Вдруг везде погас свет[55]. Таймс-сквер. Из всех возможных мест свет вырубили именно здесь – сущее безумие. На миг все застыли. Огляделись. К этой угольно-черной тьме его глаза привыкли через минуту или две, все вокруг напоминало сцену из фильма ужасов. Едва различимые силуэты на мрачном фоне. На дороге моментально образовалась пробка. Он хотел перейти 42-ю, дойти до Седьмой, чтобы сесть на поезд до дома, но теперь в этом не было смысла – надо было оставаться на Восьмой, ловить автобус. Прошла еще минута, не больше, и улица превратилась в настоящий карнавал, где люди смешались с машинами. Люди, автомобили, яркий свет фар – все засвечено. Машины ползли дюйм за дюймом, иногда дети снаружи стучали по окнам и крышам, а лица запертых внутри водителей искажала паника. По лицу Джорджа струился пот, рубашка была хоть выжимай – на щебенке меж 42-й и Восьмой, где на холостых тарахтели две сотни двигателей, жара была просто адская, – он жалел, что при нем нет фотоаппарата, чтобы заснять лица водителей за прозрачными стеклами, как в фильмах про зомби. Лица, освещенные огнями приборных панелей, напуганные жены, мужья, мрачно стиснувшие зубы, дети, глазеющие сквозь окна на цирк, куда их не пустили, никаких отражений на стеклах, кроме габаритных огней автомобиля, едущего впереди. Некоторые водители материли его, показывая фак и требуя убраться с дороги, но ни один не осмелился выйти. Лица тех, что были на улице, – ни на одном из них не было паники, нет, тут терять было нечего, здесь было раздолье поджигателя, весь общественный порядок мог рухнуть в считаные минуты. Силы тьмы, что желают обладать нами…[56] Вдруг он увидел, что здесь нет ни стариков, ни немощных, ни нервничающих представителей среднего класса, прикидывающих, как безопаснее – ударение на слове «безопаснее» – будет добраться домой. Кто-то из них, видимо, был в набитых битком автобусах, проезжавших мимо без остановки. И вот оно – волшебное зрелище посреди авеню – абсолютно пустой двухэтажный темно-красный экскурсионный автобус у Сорок первой. Все остальные, проезжавшие мимо, были переполнены, а этот пустой – невероятно. Ты только посмотри. Никто не приближался к нему. На борту трафаретная надпись: «Таверна на лугу»[57]. Недавно ресторан вновь открылся, и по Среднему Манхэттену разъезжали автобусы с его рекламой, совсем как у того старого стейк-хауса, забыл название. Может, это отдалит следующее банкротство. Джордж подошел к открытой двери.

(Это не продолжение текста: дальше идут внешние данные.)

PR #2279, opened 2024-06-06
Add `Wants=` dependencies to Systemd units

matteocarnelos:
This PR adds `Wants=` dependencies to the strongSwan Systemd units to prevent `network-online.target` and `syslog.target` from not being enabled if no other services have a `Wants=` dependency pointing to them, resulting in a possibly unwanted service startup order.

### DIFF
--- a/init/systemd-starter/strongswan-starter.service.in
+++ b/init/systemd-starter/strongswan-starter.service.in
@@ -1,6 +1,7 @@
 [Unit]
 Description=strongSwan IPsec IKEv1/IKEv2 daemon using ipsec.conf
 After=syslog.target network-online.target
+Wants=syslog.target network-online.target
 
 [Service]
 ExecStart=@SBINDIR@/@IPSEC_SCRIPT@ start --nofork
--- a/init/systemd/strongswan.service.in
+++ b/init/systemd/strongswan.service.in
@@ -1,6 +1,7 @@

– Посадки нет, – предупредил водитель.
– Что за бред, – возразил Джордж. – Тут авария, а у тебя автобус пустой.
Он залез внутрь.
– Я до 67-й у парка, дальше не поеду, – предупредил водитель.
– Сойдет, лишь бы отсюда подальше.
Он прошел в конец автобуса, и в салон немедленно вломилось около сорока галдящих подростков, быстро взобравшихся по лестнице на верхний этаж, выкрикивая остановки: «Сто двадцать пятая улица и Собор Святого Николая!» Они смеялись и толкались. Пиратство наших дней, взятие корабля на абордаж. Едва автобус выбрался из пробки у 45-й или 46-й, поехали порезвее, без светофоров, и единственный сложный маневр в непроглядной темноте пришелся на Коламбус-Серкл. Оттуда водитель поехал прямо вверх по западной Сентрал-парк, отклонившись от маршрута – ему хотелось оказаться подальше от Бродвея. Они подъехали ко входу в «Таверну» на 67-й, водитель припарковался, и толпа тинейджеров покинула автобус так же быстро, как и села в него, ничего не прося и не требуя. Они растворились в ночи. Тридцать секунд – и никого. Джордж сошел последним, поблагодарив издерганного водителя, не блещущего интеллектом парня лет тридцати, все еще недовольного захватом автобуса. Как будто он мог этому помешать.